What is required – As the answer, give every line of the records that includes the word "confirmed".
*-*-*
PR #2197, opened 2021-07-16
Bug 1720938 - Allow ignore on unknown values during stripe import

acmiyaguchi:
[bug link](https://bugzilla.mozilla.org/show_bug.cgi?id=1720938)

The schemas are already populated, so this would be the easiest way to ignore new fields and have the job running over the weekend. This needs to be followed up to determine whether to add the new fields.

Checklist for reviewer:


acmiyaguchi:
Merging this in today, it will be a lot easier to not have to deal with failures from the weekend.

relud (approved):

PR #2202, opened 2021-07-20
[Bug 1720218] Desktop Feature Usage Table from YAML config

scholtzan:
Supersedes https://github.com/mozilla/bigquery-etl/pull/2195

Based on the suggestions in https://github.com/mozilla/bigquery-etl/pull/2195#pullrequestreview-708531454. This allows to configure feature usage table metrics in a YAML file and implements the machinery to generate the query by running `./bqetl feature_usage generate`. The `schema.yaml` file gets generated automatically, so when adding a new metric only the `templating.yaml` file needs to be updated.

@irrationalagent Does this look like it will be more convenient for adding and maintaining feature usage metrics?

Checklist for reviewer:


bigquery_etl/feature_usage/templating.yaml
```diff
@@ -0,0 +1,1085 @@
...
+        sql: client_id
+      - name: subsample_id
+        sql: MOD(ABS(FARM_FINGERPRINT(client_id)), 100)
+      - name: submission_date
+        sql: DATE(submission_timestamp)
+      - name: is_headless
+        sql: LOGICAL_OR(COALESCE(environment.system.gfx.headless, FALSE))
+        vetted: true
+        min_version: 72
+        type: BOOL
```
scholtzan, line 238: This is the file for configuring the metrics that will be used for generating the query. This config defines `sources` which are tables to query from and each source has a set of `measures` which are the feature usage metrics we are interested in. For each measure the `sql` expression needs to be defined, and optionally a `min_version` a `type` and whether the metric is `vetted`.

jklukas (approved):
This looks like a complete solution and it achieves the goal of keeping all configuration for a new metric together. From my perspective, this looks like a much more maintainable approach than the BQ scripting-based solution.

If @irrationalagent thinks this is a reasonable interface from the DS perspective, then I think we're good to move forward with it.

irrationalagent:
🎉 I will take a closer look later today!

bigquery_etl/feature_usage/templating.yaml
```diff
@@ -0,0 +1,1123 @@
...
+# the SQL query for `telemetry_derived.feature_usage_v2`.
+# Run `./bqetl query schema deploy telemetry_derived.feature_usage_v2` to
+# update the schema of the BigQuery destination table. This requires GCP
+# credentials.
+#
+# New metrics will not be automatically backfilled for previous dates. For
+# performing a backfill, after changes have been approved and merged, run:
+#   ./bqetl query backfill telemetry_derived.feature_usage_v2 \
+#       --start_date=<YYYY-MM-DD> \  # replace with date range
+#       --end_date=<YYYY-MM-DD>
```
scholtzan, line 38: I added some docs here that might be helpful for folks wanting to add new metrics.

irrationalagent (approved):
Amazing work, the instructions for adding columns are super clear and should be something every data scientist should be able to handle. 

I already have a couple more columns / features in mind from new telemetry that I'd like to add, so once this is merged I'll probably be the first to try out the new workflow.

I could see there *might* be some e.g. daily rollups that could lead to some derived tables coming off this, but first I want to see how much of that we can handle on the looker side (since this is just a 1 pct sample). Also different metrics will need to be rolled up differently etc.

Thanks again

PR #2223, opened 2021-07-26
Use the most recent bucket ranges in glam for categorical histograms (fixes #2220)

### LINKED ISSUE #2220: Use the most recent bucket ranges in glam for categorical histograms if multiple exist
An issue came up where glam upserts of new data were not working because the rows were not unique when they were expected to be. It turned out the issue was related specifically to categorical histograms increasing their bucket counts when there was an underlying assumption that these counts would not need to change.

The steps I did to discover this were:

The probe counts query here: https://github.com/mozilla/bigquery-etl/blob/main/sql/moz-fx-data-shared-prod/telemetry_derived/clients_histogram_probe_counts_v1/query.sql groups by first_bucket, last_bucket and num_buckets  for histograms... the assumption is that these would be the same for any given probe so they can be dropped after grouping and we assume there's only one row.

However with this query: https://gist.github.com/emtwo/35e7dd53d1d999ead572a474f687b227 I found that for a certain set of dimensions, there are two rows, each one with different values for the buckets. I think this must mean that someone recently updated the bucket range on the `probe external_protocol_handler_dialog_context_scheme`.

Separately, I confirmed with this: https://gist.github.com/emtwo/0bc0f0b0d95ca996941ee787f38e6607 that there is only the one metric, `external_protocol_handler_dialog_context_scheme`  that has updated buckets.

After discussion with chutten, I confirmed we should only ever expect categorical histograms to have additional categories/buckets to be added but no other histograms should have changing buckets. With that, we can choose to always look at the largest values for `last_bucket` and `num_buckets` when performing aggregations.

Specifically, given this query: https://gist.github.com/emtwo/35e7dd53d1d999ead572a474f687b227 which is a modification of the `clients_histogram_probe_counts` query showing a problem probe, we can address the issue by aggregating using `max(last_bucket)` and `max(num_buckets)` and test that the user counts and bucket values are within expected ranges.

Iinh:
fixes #2220.

Checklist for reviewer:


robhudson:
This looks good to me. Just squash the merges together before merging.

robhudson (approved):

Issue #2104, opened 2021-06-09
Add `bqetl view create` function


fbertsch:
It would be nice to parallel the creation of queries with a view creation that is easy to use.

PR #2224, opened 2021-07-26
CLI view support

scholtzan:
This adds the following CLI commands for views:

```
$ ./bqetl view --help                                                              
Usage: bqetl view [OPTIONS] COMMAND [ARGS]...

  Commands for managing views.

Options:
  --help  Show this message and exit.

Commands:
  create    Create a new view with name <dataset>.<view_name>, for...
  publish   Publish views.
  validate  Validate a view.
```

Fixes https://github.com/mozilla/bigquery-etl/issues/2104

Checklist for reviewer:


bigquery_etl/cli/query.py
```diff
@@ -31,80 +39,9 @@
...
-    """Generate a project-id option, with optional default."""
-    return click.option(
-        "--project-id",
-        "--project_id",
-        help="GCP project ID",
-        default=default,
-        callback=is_valid_project,
-    )
-
-
```
scholtzan, line 107: Move to `cli.common` since these CLI parameters are also used for other commands.

bigquery_etl/view/__init__.py
```diff
@@ -0,0 +1,250 @@
...
+NON_USER_FACING_DATASET_SUFFIXES = (
+    "_derived",
+    "_external",
+    "_bi",
+    "_restricted",
+)
+
+
+@attr.s(auto_attribs=True)
+class View:
```
scholtzan, line 57: This class combines some of the code related to managing views and makes it easier to reuse some of the logic (e.g. for validation). I'm thinking of doing something similar for queries since currently the logic is spread across several scripts with lots of redundant code that is hard to test.

bigquery_etl/view/publish_views.py
```diff
@@ -1,184 +0,0 @@
...
-            # Only views for moz-fx-data-shared-prod will get published to other
-            # projects, for example to moz-fx-data-derived-datasets
-            if project_id != "moz-fx-data-shared-prod":
-                print(f"Skipping {filepath} because --target-project is set")
-                return True
-            target_view = target_view_orig.replace(project_id, args.target_project, 1)
-            # We only change the first occurrence, which is in the target view name.
-            sql = sql.replace(project_id, args.target_project, 1)
-        job_config = bigquery.QueryJobConfig(use_legacy_sql=False, dry_run=args.dry_run)
-        query_job = client.query(sql, job_config)
```
scholtzan, line 77: This validation code is almost identical to the logic in the old `validate_views.py` file. Moving both into a `View` class makes it easier to reuse the validation logic.

bigquery_etl/cli/glean_usage.py
```diff
@@ -4,7 +4,7 @@
 from pathlib import Path
 import click
 
-from ..cli.utils import (
+from ..cli.common import (
```
relud, line 7: why is this being renamed?

sql/moz-fx-data-test-project/test/simple_view/view.sql
```diff
@@ -0,0 +1 @@
+SELECT 1
```
relud, line 1: this file needs to be formatted with `script/format_sql`

script/publish_views
```diff
@@ -4,4 +4,8 @@
 
 cd "$(dirname "$0")/.."
 
-exec python3 -m bigquery_etl.view.publish_views "$@"
+./bqetl bootstrap
+./bqetl view publish "$@"
+
+wait
+trap - EXIT
```
relud, line 11: what is this waiting for, and why is it resetting the EXIT trap when it's never set?

script/publish_views
```diff
@@ -4,4 +4,8 @@
 
 cd "$(dirname "$0")/.."
 
-exec python3 -m bigquery_etl.view.publish_views "$@"
+./bqetl bootstrap
```
relud, line 7: why does this need to bootstrap every time it's run?

bigquery_etl/cli/glean_usage.py
scholtzan: probably not necessary. I'll undo the rename.

script/publish_views
scholtzan: Right, it doesn't seem necessary here. I was copying this over from another script: https://github.com/mozilla/bigquery-etl/blob/main/script/update_example_glean_usage

script/publish_views
scholtzan: Running `./bqetl bootstrap` will install requirements and setup `venv`. [Jenkins](https://github.com/mozilla-services/cloudops-infra/blob/623a8cc546d0084d837dbf4889d1239d562d4922/projects/data-pioneer/Jenkinsfile.bigquery#L243) will run this script and without running bootstrap `./bqetl view publish` won't work in that case.

relud (approved):

PR #2226, opened 2021-07-27
Add percentile jackknife function.

emtwo:
This PR adds a function for computing CI for percentiles of a histogram using jackknifing. I used a few existing pieces of code for reference:

1. Glam percentile computations for histograms (https://github.com/mozilla/bigquery-etl/blob/main/sql/mozfun/glam/percentile/udf.sql)
2. Existing jackknife mean ci function: https://github.com/mozilla/bigquery-etl/blob/main/sql/moz-fx-data-shared-prod/udf_js/jackknife_mean_ci/udf.sql

A couple of notes:
1. I wanted to directly call the glam percentile function from this jackknife function but bigquery didn't seem to allow a call from one js udf to another (or at least I couldn't get it to work myself), so I copied it over as part of this function.
2. I'm excluding the sql formatting on this file because it was actually breaking the unit tests by changing variables called `values` to upper case `VALUES`. I think it was treating it as a keyword perhaps.

For some context, the plan is to use this function in operational monitoring to provide confidence intervals for percentiles compared for different branches. Here is the opmon prototype where percentiles are used without confidence intervals: https://mozilladev.cloud.looker.com/dashboards-next/14?OS=Mac&Cores=4

Checklist for reviewer:


scholtzan:
cc @scholtzan 
So I get notified to address changes while Marina is out.

bigquery_etl/format_sql/format.py
```diff
@@ -141,6 +141,7 @@
     "sql/moz-fx-data-shared-prod/udf_js/jackknife_mean_ci.sql",
     "sql/moz-fx-data-shared-prod/udf_js/jackknife_ratio_ci.sql",
     "sql/moz-fx-data-shared-prod/udf_js/jackknife_sum_ci.sql",
+    "sql/moz-fx-data-shared-prod/udf_js/jackknife_percentile_ci/udf.sql",
```
godelstheory, line 144: Is the `udf.sql` at the end of the path necessary? The row above doesn't have this included in the path, though the SQL is defined in a `udf.sql` files.

sql/moz-fx-data-shared-prod/udf_js/jackknife_percentile_ci/udf.sql
```diff
@@ -0,0 +1,247 @@
...
+
+  function array_avg(arr) {
+      return array_sum(arr) / arr.length;
+  }
+
+  function getMeanErrorsPercentile(percentile, histogram, fullDataPercentile) {
+    var jk_percentiles = [];
+
+    histogram.values.forEach((bucket, i) => {
+      var histCopy = JSON.parse(JSON.stringify(histogram.values));
```
godelstheory, line 81: Nit: I am not familiar with copying a histogram in JS. Is this converting to a string then parsing back optimal?

godelstheory:
@scholtzan I have a couple small comments in the review above.

bigquery_etl/format_sql/format.py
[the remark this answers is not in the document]
scholtzan: The final `udf.js` is necessary here. We changed the directory structure for UDFs at some point, so the files above refer to old files that have been moved. I removed the references here to avoid any future confusion.
Also, skipping formatting for the new UDF here doesn't seem to be necessary.

sql/moz-fx-data-shared-prod/udf_js/jackknife_percentile_ci/udf.sql
scholtzan: This seems to be the most convenient way to create a deep-copy of the `histogram.values`. If we notice any impact on performance we could look into more efficient (which will also be a little more complex) alternatives.

scholtzan:
@godelstheory I've addressed you comments.

godelstheory (approved):

scholtzan:
I incorporated the UDF into the Looker dashboard: https://mozilladev.cloud.looker.com/dashboards-next/fission::fission_with_dimensions?OS=Windows&Cores=4&Percentile=50

PR #2227, opened 2021-07-27
[Bug 1722546] Workaround for copy_deduplicate copy_tables()

scholtzan:
This is just a temporary workaround to get the ETL running. I was able to copy the intermediate tmp tables into a single table by splitting them up over two `copy_table()` jobs.

This is probably not a good long-term solution since we copy data twice. I'd suggest we open a GCP support case and see if there is a better fix.

Checklist for reviewer:


relud (approved):

bigquery_etl/copy_deduplicate.py
```diff
@@ -254,8 +254,26 @@ def _copy_join_parts(client, stable_table, query_jobs):
...
+            copy_job_2.result()
+
+            copy_job = client.copy_table(
+                [tmp_table_1, tmp_table_2], stable_table, job_config=job_config
+            )
             copy_job.result()
+
             logging.info(f"Copied {len(query_jobs)} results to populate {stable_table}")
             for job in query_jobs:
                 client.delete_table(job.destination)
```
relud, line 279: need to clean up the intermediate tables:
```suggestion
            for job in query_jobs + [copy_job_1, copy_job_2]:
                client.delete_table(job.destination)
```

bigquery_etl/copy_deduplicate.py
```diff
@@ -254,10 +254,28 @@ def _copy_join_parts(client, stable_table, query_jobs):
...
+
+            tmp_table_2 = temp_dataset.temp_table()
+            copy_job_2 = client.copy_table(
+                sources[len(sources) // 2 :], tmp_table_2, job_config=job_config
+            )
+            copy_job_2.result()
+
+            copy_job = client.copy_table(
+                [tmp_table_1, tmp_table_2], stable_table, job_config=job_config
+            )
```
relud, line 274: for `sources` each table is formatted as `f"{sql_table_id(job.destination)}${partition_id}"`, does that need to be done here for `[tmp_table_1, tmp_table_2]` ?

relud: to be clear, if it works and doesn't erase all of main_v4, I don't think it's necessary. Just making sure this has been checked before merging.

relud: at least in my sandbox project I needed this, filed #2228 to fix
*-*-*
Written reply –
Separately, I confirmed with this: https://gist.github.com/emtwo/0bc0f0b0d95ca996941ee787f38e6607 that there is only the one metric, `external_protocol_handler_dialog_context_scheme`  that has updated buckets.
After discussion with chutten, I confirmed we should only ever expect categorical histograms to have additional categories/buckets to be added but no other histograms should have changing buckets. With that, we can choose to always look at the largest values for `last_bucket` and `num_buckets` when performing aggregations.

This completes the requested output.